### Provided information
════════

PR #315, opened 2018-02-05
Controller global constraint optimization.

orenyodfat:
Controllers will maintain globalConstraintsPre and globalConstraintsPost arrays (instead of globalConstraints). This will make onlySubjectToConstraint to be more efficient.


orenyodfat:
@dev-matan-tsuberi 
 > Shouldn't we make two interfaces GlobalConstraintPreInterface,GlobalConstraintPostInterface? 

Why ?

dev-matan-tsuberi:
@orenyodfat 
I just thought there should two types of global constraints, pre & post. you can register them independently. The post global constraints work as I said (they maintain the last state they saw). and the pre global constraints are just non-stateful predicates just on the current state (for the efficiency reasons you mentioned).

Thought that this was what you were implementing.

contracts/globalConstraints/GlobalConstraintInterface.sol
```diff
@@ -2,6 +2,14 @@ pragma solidity ^0.4.19;
 
 
 contract GlobalConstraintInterface {
+
+    enum CallPhase { Never, Pre, Post,PreAndPost }
```
dev-matan-tsuberi: Why we need `Never`?

dev-matan-tsuberi:
https://github.com/daostack/arc/issues/316

contracts/globalConstraints/GlobalConstraintInterface.sol
orenyodfat: Well, I still do not really knows :). 
Though I can think on a scenario which one might want to use a dynamic global constraint contract ...which is controlled by some entity which can turn this gc contract to none valid without the need to remove it from the controller....

Though it might be useless and should be removed.

dev-matan-tsuberi: What's wrong with adding/removing on demand? Using the `Never` approach requires special logic for permissions etc...

orenyodfat: Removed at 64c3a9a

════════

### Exercise directions
Where the string "orenyodfat" appears in a line of the entries above, return that line.

### Finished task
orenyodfat:
orenyodfat:
@orenyodfat 
orenyodfat: Well, I still do not really knows :). 
orenyodfat: Removed at 64c3a9a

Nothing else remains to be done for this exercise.